Ewbank was born at Darlington on 4 May 1799, the son of Michael Ewbank, an innkeeper. He was adopted as a child by a wealthy uncle who lived at Wycliffe, on the banks of the River Tees, in the North Riding of Yorkshire. Intended for the Roman Catholic priesthood, he was sent to Ushaw College, from which he absconded.

In 1813 Ewbank was apprenticed to Thomas Coulson, an ornamental painter in Newcastle. In around 1816 he moved with Coulson to Edinburgh, where he had some lessons with Alexander Nasmyth. He found work both as a painter and a teacher. He was nominated in 1830 one of the foundation members of the Royal Scottish Academy. Having become a success with history painting, he took to drink, and fell into poverty.

In 1833 he is listed as living at 7 Union Street on the eastern fringe of the New Town in Edinburgh.

He died of typhus fever in the infirmary at Sunderland, 28 November 1847.

==Works==
His sketches from nature were especially admired by contemporaries, and a series of 51 drawings of Edinburgh by him were engraved by W. H. Lizars for James Browne's Picturesque Views of Edinburgh (1825). He also made a reputation with cabinet pictures of banks of rivers, coast scenes, and marine subjects.
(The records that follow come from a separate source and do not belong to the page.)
PR #6064, opened 2024-11-01
Migrate FtTimestampCatcher to the composition API

absidue:
# Migrate FtTimestampCatcher to the composition API

## Pull Request Type

## Description
This pull request migrates the FtTimestampCatcher component to the compostion API. During the Vue 3 migration we'll have to change the `vue-router/composables` import to `vue-router`, as it will error at build time if we don't change it it will be hard to miss and can be fixed quickly with a project wide find and replace, I decided it wasn't a big deal.

## Testing

Check that clicking on a timestamp jumps to that place in the video and that middle or CTRL+clicking on a timestamp opens a new window which starts playing at that timestamp.
Example video: https://youtu.be/jNQXAC9IVRw

## Desktop

- **OS:** Windows
- **OS Version:** 10
- **FreeTube version:** 59eff14712ae3c65b1847ce69375f4ba66d2882a


efb4f5ff-1298-471a-8973-3d47447115dc (commented):
> and that middle or CTRL+clicking on a timestamp opens a new window which starts playing at that timestamp.

This doesnt open up the video in a new tab for me. Also doenst work on latest nightly build.

I did made it work by pressing right click on the timestamp which brings up the context menu which gives me to option to open in a new tab. So i think i can approve?

PikachuEXE:
Middle click does open but not Cmd+Click but it's like that in dev

absidue:
As far as I know we don't do anything special for the open in new window stuff, so it's possible that Electron just has different behaviors oh different operating systems.

PikachuEXE (approved):
`onclick` unchanged, plus it's how we handle YT link

```js
        this.handleYoutubeLink(el.href, {
          doCreateNewWindow: event.type === 'auxclick'
        })
```

ChunkyProgrammer (approved):

kommunarr (approved):

PR #6099, opened 2024-11-04
Add warning message to proxy settings

ChunkyProgrammer:
# Add warning message to proxy settings

## Pull Request Type
- [x] Other - usability improvement

## Related issue
It isn't clear for non-power users that you actually have to set up a proxy/set up Tor to get it to work. This change should remove some of that confusion.

## Description
Adds a warning message under the proxy settings saying you need to setup a proxy/Tor and configure it or FreeTube won't work

## Screenshots 
image

## Testing 
- go to proxy settings
- see warning

## Desktop
- **OS:** Linux Mint
- **OS Version:** 22


src/renderer/components/proxy-settings/proxy-settings.css
```diff
@@ -1,3 +1,15 @@
 .protocol-dropdown {
   margin-block-end: 1rem;
 }
+
+.proxy-warning {
+  font-weight: bold;
+  padding-inline: 4%;
+  background-color: var(--accent-color);
+  color: var(--text-with-accent-color);
+  padding-block: 3px;
```
PikachuEXE, line 10:
```suggestion
  padding-block: 12px;
  padding-inline: 4%;
  background-color: var(--accent-color);
  color: var(--text-with-accent-color);
  font-weight: bold;
```
image

static/locales/en-US.yaml
```diff
@@ -573,6 +573,7 @@ Settings:
     Manage Subscriptions: Manage Subscriptions
   Proxy Settings:
     Proxy Settings: Proxy
+    Proxy Warning: FreeTube doesn't have a built-in proxy but can connect to an external proxy, such as one running on your machine like Tor or an external one provided by a VPN. If enabled, make sure your proxy/Tor is set up, or FreeTube won't be able to fetch any data.
```
absidue, line 576: I'm a bit concerned that the VPN part of the sentence will make people think they need to configure something in FreeTube when using a VPN.

efb4f5ff-1298-471a-8973-3d47447115dc:
Going to play devils advocate here, why go for this banner instead of our standard tooltip `?` Not against it but i would like to understand the reasoning. If we go this way than it should only be shown when the setting is enabled.

offtopic discussion: should we also use a banner for other settings?

absidue:
I think part of the problem here is the naming of the setting itself "enable proxy/tor" sounds like you can just turn it on like other settings and it will just work, something along the lines of "connect to external proxy" with a subtitle of "enter the connection details for your proxy below" might make it more obvious what the setting actually does.

PikachuEXE:
`Enable Tor / Proxy` => `Enable Tor / External Proxy`? (Something like that not sure if Tor can be called "external" I don't use it

absidue (dismissed):

efb4f5ff-1298-471a-8973-3d47447115dc:
> [...] If we go this way than it should only be shown when the setting is enabled.

Thoughts?

PikachuEXE:
Ya that one would be noticeable

absidue (approved):

efb4f5ff-1298-471a-8973-3d47447115dc (approved):

kommunarr (approved):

As an illustrator he illustrated some early editions of Scott's Waverley Novels and one edition of Gilbert White's Natural History of Selborne.

After 1829 he changed style and painted The Visit of George IV to Edinburgh, The Entry of Alexander the Great into Babylon, and Hannibal crossing the Alps. A View of Edinburgh from Inchkeith belongs to this period.

Later works were painted for cash.

His works are held in several museums worldwide, including the British Museum, the Glasgow School of Art Archives and Collections, the Victoria and Albert Museum, the Edinburgh Libraries and Museums and Galleries, the University of Michigan Museum of Art, and the University of Strathclyde Archives and Special Collections.